PR #1005, opened 2025-05-28
Linting and formatting: setup of Ruff, no code changes

Laurynas-Jagutis:
This PR holds the ruff setup with no linting/formatting changes to the code base.

### DIFF
--- a/tests/unit/validation/test_assertions.py
+++ b/tests/unit/validation/test_assertions.py
@@ -28,10 +28,14 @@ def test_validation_exception(errors_to_string_mock: MagicMock):
 def test_assert_valid_input_data(validate_mock: MagicMock):
     validate_mock.return_value = None
     assert_valid_input_data(
-        input_data={"foo": np.array([1])}, calculation_type=CalculationType.state_estimation, symmetric=False  # type: ignore
+        input_data={"foo": np.array([1])},
+        calculation_type=CalculationType.state_estimation,
+        symmetric=False,  # type: ignore
     )
     validate_mock.assert_called_once_with(
-        input_data={"foo": np.array([1])}, calculation_type=CalculationType.state_estimation, symmetric=False  # type: ignore
+        input_data={"foo": np.array([1])},
+        calculation_type=CalculationType.state_estimation,
+        symmetric=False,  # type: ignore
     )
 
     validate_mock.return_value = [ValidationError()]
--- a/.github/workflows/check-code-quality.yml
+++ b/.github/workflows/check-code-quality.yml
@@ -44,6 +44,7 @@ jobs:
         run: |
           pip install ruff .
           ruff check .
+          ruff format .
           git restore README.md
 
       - name: Install and run clang-format
--- a/docs/examples/Power Flow Example.ipynb
+++ b/docs/examples/Power Flow Example.ipynb
@@ -1388,8 +1388,8 @@
     "except PowerGridBatchError as e:\n",
     "    print(e)\n",
     "    print(f\"Failed scenarios: {e.failed_scenarios}\")\n",
-    "    print(f\"Succeeded scenarios: {e.succeeded_scenarios }\")\n",
-    "    print(f\"Error messages: {e.error_messages }\")"
+    "    print(f\"Succeeded scenarios: {e.succeeded_scenarios}\")\n",
+    "    print(f\"Error messages: {e.error_messages}\")"
    ]
   },
   {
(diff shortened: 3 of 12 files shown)


mgovers (commented):
as discussed before: please ask everyone in the team to upgrade before merging this PR

pyproject.toml
```diff
@@ -83,17 +82,34 @@ addopts = [
...
-line_length = 120
+[tool.ruff.lint.isort]
+# Imports that are imported using keyword "as" and are from the same source - are combined.
+combine-as-imports = true
 
-[tool.pylint]
-max-line-length = 120
+[tool.ruff.lint.per-file-ignores]
+# Ignore `F811` (redefinition violations) in all examples notebooks since we use redefinition.
+"docs/examples/*.ipynb" = ["F811", "E402"]
```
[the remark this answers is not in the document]
Laurynas-Jagutis: This should probably be done when/if the notebooks are adjusted, basically done in a different PR than 1000, right?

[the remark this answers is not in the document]
mgovers: ohhhh right these were the big ones... nvm then. resolving

pyproject.toml
```diff
@@ -52,7 +51,6 @@ doc = [
     "numpydoc",
     "pandas",
     "gitpython",
```
mgovers:
```suggestion
    "gitpython",
    "pylint",
```

otherwise the docs build will be broken: https://app.readthedocs.org/projects/power-grid-model/builds/28366968/

see also github.com/PowerGridModel/power-grid-model/pull/1000#discussion_r2116226974

pyproject.toml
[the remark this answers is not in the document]
Laurynas-Jagutis: Tbh they are not that big, the amount of errors is not huge, it is just that the team would have to decide if we want to make changes to the notebooks or not, then if yes I could proceed

figueroa1395 (commented):
Commenting here due to not having a better place to do so: Please also update the docstring at the begining of .github/workflows/check-code-quality.yml  (lines 5-9).

Besides that, this has been tested and works locally for me. Won't give approval yet as maybe others want to first try locally.

.pre-commit-config.yaml
```diff
@@ -7,14 +7,14 @@ repos:
...
     hooks:
-      - id: isort
-  - repo: https://github.com/psf/black
-    rev: 24.10.0
-    hooks:
-      - id: black-jupyter
+      # Run the linter.
+      - id: ruff-check
+      # Run the formatter.
+      - id: ruff-format
```
mgovers, line 17: let's double-check whether this needs to have the `--fix` arg and why (not)

mgovers (dismissed):
approving. feel free to resolve my comment if you have a good reason to

.pre-commit-config.yaml
Laurynas-Jagutis: We will be adding --fix arguments for ruff-check in #1000

pyproject.toml
```diff
@@ -83,17 +82,34 @@ addopts = [
...
+
+[tool.ruff.lint]
+select = [
+    # pycodestyle
+    "E",
+    # Pyflakes
+    "F",
+    # isort
+    "I",
+    "SIM",
```
mgovers, line 102:
```suggestion
    # suggestions for improvements
    "SIM",
```

tests/unit/validation/test_assertions.py
```diff
@@ -28,10 +28,14 @@ def test_validation_exception(errors_to_string_mock: MagicMock):
...
-        input_data={"foo": np.array([1])}, calculation_type=CalculationType.state_estimation, symmetric=False  # type: ignore
+        input_data={"foo": np.array([1])},
+        calculation_type=CalculationType.state_estimation,
+        symmetric=False,  # type: ignore
     )
     validate_mock.assert_called_once_with(
-        input_data={"foo": np.array([1])}, calculation_type=CalculationType.state_estimation, symmetric=False  # type: ignore
+        input_data={"foo": np.array([1])},
+        calculation_type=CalculationType.state_estimation,
+        symmetric=False,  # type: ignore
```
mgovers, line 38: i think the `type: ignore`s are in the wrong location (i think they should be on `input_data`). 
In addition, `ruff` uses `noqa[CODE]` instead of `type: ignore`. please double-check in #1000 as it's out of scope of this PR.

mgovers (approved):
the added comments will be deferred to #1000

pyproject.toml
mgovers: deferred to #1000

※

Within the entries, find all lines holding "will" and copy each one.

* [RESPONSE BOX]
otherwise the docs build will be broken: https://app.readthedocs.org/projects/power-grid-model/builds/28366968/
Laurynas-Jagutis: We will be adding --fix arguments for ruff-check in #1000
the added comments will be deferred to #1000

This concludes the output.